How to determine the reactivity of a set of compounds that may undergo nucleophilic substitution?

Question

1. Which of the following compounds is most reactive under $\mathrm{S_N1}$ conditions?

2. Arrange the following compounds in order of decreasing rate of $\mathrm{S_N1}$ hydrolysis:

A. II > III > IV > I
B. IV > III > II > I
C. III > IV > II > I
D. I > II > III > IV

Both these questions are based upon the rate of reactivity of $\mathrm{S_N1}$ reaction.

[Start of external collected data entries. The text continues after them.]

PR #416, opened 2025-02-03
fix: escape single quotes with double single quotes

lucianosrp:
Escaping single quotes with a backslash  isn't working in Firebolt db v2 
This PR updates the single quote parsing with  two adjacent single quotes which is also accepted in v1. 

```select 'John\'s'``` <- works on v1 but not on v2
```select 'John''s'``` <- works on both


ptiurin:
Thanks for your PR @lucianosrp and well done on spotting this! I've created another [PR](https://github.com/firebolt-db/firebolt-python-sdk/pull/418) incorporating your changes as well as adding support for another case that was overlooked - `\`, which no longer needs to be escaped. Will wait for a review and aim to merge tomorrow!

lucianosrp:
Thanks for the speedy response on this! We really appreciate it as this is blocking one of our workflow.

ptiurin:
Closing this PR as the change was merged in #418 and released as a part of firebolt-sdk `1.9.1`

PR #417, opened 2025-02-03
fix(FIR-43199): add query cancel setting

ptiurin:
In production `cancel_query_on_connection_drop` setting by default does not cancel the query on lost network connection. Setting it explicitly in order to fix timeout behaviour.


ptiurin:
Moving back to draft as discussions if this is needed are still ongoing.

ptiurin:
No longer relevant, closing

PR #418, opened 2025-02-03
fix(FIR-43230): string escape in query parameters

ptiurin:
Build up upon https://github.com/firebolt-db/firebolt-python-sdk/pull/416
In Firebolt 2.0 we need to escape `'` with another quote - `''`. We no longer need to escape `\`.
However, in 1.0 slashes still need to be escaped.


src/firebolt/common/_types.py
```diff
@@ -372,158 +372,172 @@ def parse_value(
...
-        len(tokens) > 0
-        and tokens[0].ttype == TokenType.Keyword
-        and tokens[0].value.lower() == "set"
-    ):
-        # Check if set statement has a valid format
-        if len(tokens) == 2 and isinstance(tokens[1], Comparison):
-            return SetParameter(
-                statement_to_sql(tokens[1].left),
-                statement_to_sql(tokens[1].right).strip("'"),
+class StatementFormatter:
```
stepansergeevitch, line 389: I feel it makes sense now to give this class a personal file

src/firebolt/common/base_cursor.py
```diff
@@ -196,13 +198,16 @@ class BaseCursor:
...
+    def __init__(
+        self, *args: Any, escape_chars: Dict[str, str] = {}, **kwargs: Any
+    ) -> None:
         self._arraysize = self.default_arraysize
         # These fields initialized here for type annotations purpose
         self._rows: Optional[List[List[RawColType]]] = None
         self._descriptions: Optional[List[Column]] = None
         self._statistics: Optional[Statistics] = None
         self._row_sets: List[RowSet] = []
+        self._formatter = StatementFormatter(escape_chars)
```
stepansergeevitch, line 210: Let's pass formatter directly to constructor instead of `escape_chars`. escape_chars is a part of internal Formatter behavior, and should not be exposed.
Makes sense to even incapsulate contruction of formatter_v1 and formatter_v2 into functions somewhere near the Formatter class definition
Though it's just a nit

stepansergeevitch (approved):
Overall LGTM

PR #419, opened 2025-02-05
docs: remove docs repetition

elad-aharon:
cursor.fetchall() example was written twice in docs


ptiurin (approved):
Well spotted, thanks for the PR!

1) In this I thought the answer should be B because the rate of $\mathrm{S_N1}$ reaction depends on the ease of formation of carbocation. Being more electronegative, the electron density between carbon and chlorine bond is quite shifted towards chlorine, so it should be easier for chlorine to leave, hence forming the carbocation. Options A, B, and C allow the carbocation to be resonance stabilized so D cannot be the answer.

But the answer given is A.

Where am I wrong with this logic? I guess it might be because of more polarizing power of iodine, if it is this, then how are we supposed to figure out which one will be the dominating factor?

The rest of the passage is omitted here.